Other news: TTHI +30.6% (reports analysis of its Phase 2/3 study of ELND005 in Alzheimer's disease), RXII +11.1% (reports positive interim results in its Phase 2a dermatology program with RXI-109), FBP +10.5% (still checking), GSVC +9.6% (elects to be treated as a regulated investment company for the 2014 taxable year), BOFI +8.9% (30% move lower yesterday on reports of former auditor lawsuit), MBI +5.5% (reports of Peurto Rico talks with Treasury), OPK +3.9% (favorable commentary on Wednesday's Mad Money), UTEK +3.2% (receives large multiple system order for fan-out wafer-level packaging application), PBR +2.8% (confirms that its Executive Board authorized the search for a strategic partner for its wholly-owned subsidiary Petrobras Distribuidora), ZFGN +2.2% (following 24% rebound yesterday), CCL +1.9% (still checking), OFG +1.9% (reports of Peurto Rico talks with Treasury), AFMD +1.6% (announces significant investment by an existing shareholder), UTHR +1.6% (announces Board approval for the repurchase of up to an additional $500 mln of common stock; to take effect on Jan. 1, 2016), SNDK +1.5% (following yesterday's strength on sale speculation), MXIM +1.1% (following late surge higher into the close on merger speculation), BHP +1% (prices EUR 2 bln of subordinated fixed rate reset notes in the Euro market across two tranches and GBP 600 mln of subordinated fixed rate reset notes in the Sterling market), AGI +1% (to acquire all issued and outstanding shares of Carlisle Goldfields), TSLA +0.8% (confirmed details for the introduction of Autopilot), CHU +0.8% (to sell their telecommunications towers and related assets to China Tower), HSBC +0.3% (Irish Times discusses that HSBC has requested a 10% pay cut for its staff), CHL +0.3% (to sell their telecommunications towers and related assets to China Tower).

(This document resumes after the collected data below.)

PR #629, opened 2021-12-21
feat(AdaptiveCardsComponent): add default props for adaptive cards

CoroDaniel:
https://jira-eng-gpk2.cisco.com/jira/browse/SPARK-294171


src/components/adaptive-cards/Column/Column.jsx
```diff
@@ -43,4 +43,8 @@ Column.acPropTypes = {
   type: acPropTypes.type,
 };
 
+Column.acPropTypes = {
```
cipak, line 46: default

cipak (approved):

PR #631, opened 2021-12-22
feat(AdaptiveCardsInputText): implement Input.Text component

patricia0817:
Task link: https://jira-eng-gpk2.cisco.com/jira/browse/SPARK-292447

### DIFF
--- a/src/components/adaptive-cards/InputText/InputText.jsx
+++ b/src/components/adaptive-cards/InputText/InputText.jsx
@@ -1,6 +1,8 @@
-import React from 'react';
+import React, {useState} from 'react';
 import PropTypes from 'prop-types';
-import {registerComponent} from '../Component/Component';
+import webexComponentClasses from '../../helpers';
+import {acPropTypes, registerComponent} from '../Component/Component';
+import InputField from '../../generic/InputField/InputField';
 
 /**
  * Adaptive Cards Input.Text component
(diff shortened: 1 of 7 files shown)


src/components/adaptive-cards/InputText/InputText.jsx
```diff
@@ -1,23 +1,67 @@
...
+InputText.acPropTypes = {
+  errorMessage: acPropTypes.errorMessage,
+  height: acPropTypes.height,
+  id: acPropTypes.id,
+  isRequired: acPropTypes.isRequired,
+  isVisible: acPropTypes.isVisible,
+  label: acPropTypes.label,
+  maxLength: acPropTypes.maxLength,
+  placeholder: acPropTypes.placeholder,
+  regex: acPropTypes.inputPattern,
```
cipak, line 59: why inputPattern and not regex?

src/components/generic/InputField/InputField.jsx
```diff
@@ -153,6 +161,8 @@ InputField.defaultProps = {
   value: '',
   name: '',
   placeholder: '',
+  maxLength: undefined,
+  pattern: '',
```
cipak, line 165: `undefined` would be slightly better (instead of asking the input to match an empty string regex (which matches anything, actually, so it would work), it's a bit better to don't ask it at all to match anything)

cipak (approved):

cipak (approved):

PR #674, opened 2022-02-01
fix(AdaptiveCard): transform getAllValues value to an arrow function

karinasigartau0798:


karinasigartau0798:
closed in favor of #670

PR #676, opened 2022-02-02
fix(InputField): refactor layout structure to match expected behaviour

patricia0817:
Task link: https://jira-eng-gpk2.cisco.com/jira/browse/SPARK-302733

### DIFF
--- a/src/components/generic/InputField/InputField.jsx
+++ b/src/components/generic/InputField/InputField.jsx
@@ -80,26 +80,6 @@ export default function InputField({
       style={style}
     >
       <div className={sc('form-control')}>
-        <input
-          type={isPwdRevealed ? 'text' : type}
-          value={value}
-          name={name}
-          className={sc('input')}
-          placeholder={placeholder}
-          max={max}
-          min={min}
-          maxLength={maxLength}
-          pattern={pattern}
-          onChange={handleChange}
-          disabled={disabled}
-          aria-label={ariaLabel}
-          required={required}
-          // disabling no-autofocus because otherwise this element cannot be autofocused depending on the autoFocus prop
-          // eslint-disable-next-line jsx-a11y/no-autofocus
-          autoFocus={autoFocus}
-          tabIndex={tabIndex}
-          ref={inputRef}
-        />
         {type === 'password' && value && (
           <Button
             type="ghost"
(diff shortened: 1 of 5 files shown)


src/components/generic/InputField/InputField.scss
```diff
@@ -5,6 +5,12 @@ $C: #{$WEBEX_COMPONENTS_CLASS_PREFIX}-input-field;
   flex-direction: column;
   position: relative;
 
+  pointer-events: none;
+
+  & * {
```
cipak, line 10: use the direct child selector please, `& > *`, because the '*' applies to every element in the page, and the browser will only look at the parent to see if it's a .wxc-input-field instead of looking the whole dom up.

cipak: and actually you can use just `> *`, the `& ` prefix is always implied

src/components/generic/InputField/InputField.scss
```diff
@@ -99,8 +105,9 @@ $C: #{$WEBEX_COMPONENTS_CLASS_PREFIX}-input-field;
     right: 0;
     transform: translateY(-50%);
 
-    &:not(:last-child) {
-      right: 2rem;
+    right: 2rem;
```
cipak, line 108: i would prefer to keep the previous syntax, which means "put a margin if it's not the last child", instead of "put a margin, but if it's the last child, remove it"

of course, updated to "second-to-last"

cipak: and you can actually use the simpler `:nth-last-child(n+3)`, which means any child that matches any index between 3 and infinity (n goes from 0 to infinity)

src/components/generic/InputField/InputField.jsx
```diff
@@ -127,6 +107,25 @@ export default function InputField({
...
+          placeholder={placeholder}
+          max={max}
+          min={min}
+          maxLength={maxLength}
+          pattern={pattern}
+          onChange={handleChange}
+          disabled={disabled}
+          aria-label={ariaLabel}
+          required={required}
+          // eslint-disable-next-line jsx-a11y/no-autofocus
```
cipak, line 124: also add the newly added explanation on why we disable this

CoroDaniel:
closed in favor of #738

Analyst comments: AZN +1.6% (added to Europe 1 List at BofA/Merrill), NMBL +0.9% (initiated with an Overweight at Barclays), FB +0.9% (upgraded to Buy from Hold at Argus), CSCO +0.6% (initiated with an Overweight at Barclays), AAPL +0.4% (initiated with an Overweight at Barclays; FBR All eyes on Dec. guidance for Cook & Co.--'Prove Me' stock hinges on 6s success)

>>> US Gapping down

Gapping down
In reaction to disappointing earnings/guidance: IMPR -25.8% (also downgraded to Market Perform from Outperform at William Blair; downgraded to Neutral from Overweight at JP Morgan), QUIK -15.5%, MTW -12.6% (also downgraded to Hold at Stifel, to Neutral at Robert W. Baird), GRMN -10.6% (provides prelim Q3 results below consensus, trims FY15 guidance ; target lowered to $40 at RBC Capital Mkts), HCA -10%, NFLX -4%, GS -1.5%, JAH -0.7%, (sees Q3 EPS and revs in line with estimates; announces common stock offering).

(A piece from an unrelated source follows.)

PR #679, opened 2022-02-03
fix(AdaptiveCard): fix return value of the validate() function

CernaianuMihai:
https://jira-eng-gpk2.cisco.com/jira/browse/SPARK-302809

### DIFF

Other news: CXRX -10.9% (finalizes the financing structure for its acquisition of Amdipharm Mercury Limited, and amends/restates its commitment letter with lenders), THC -9.5% (HCA guidance), VRX -7.5% (discloses it recently received a subpoena from the U.S. Attorney's Office), CYH -6% (HCA guidance), YGE -3.6% (following 25% move higher yesterday), LSCC-2.6% (disclosed workforce reduction initiative that will result in a 13% reduction to the overall workforce), TEX -1.5% (MTW guidance), CNC -1% (HCA guidance), WMT -0.9% (after yesterday's 10% move to new multiyear lows on Annual meeting guidance; downgraded to Neutral from Outperform at Credit Suisse; downgraded to Neutral from Buy at BofA/Merrill;), WPP-0.7% (15% stakeholder Starboard enters into voting agreements with SCA Americas to vote in favor of merger with SCA), COST -0.4% (files for offering of debt securities).

Analyst comments: XRX -0.8% (initiated with an Underweight at Barclays), NTAP -0.4% (initiated with an Underweight at Barclays).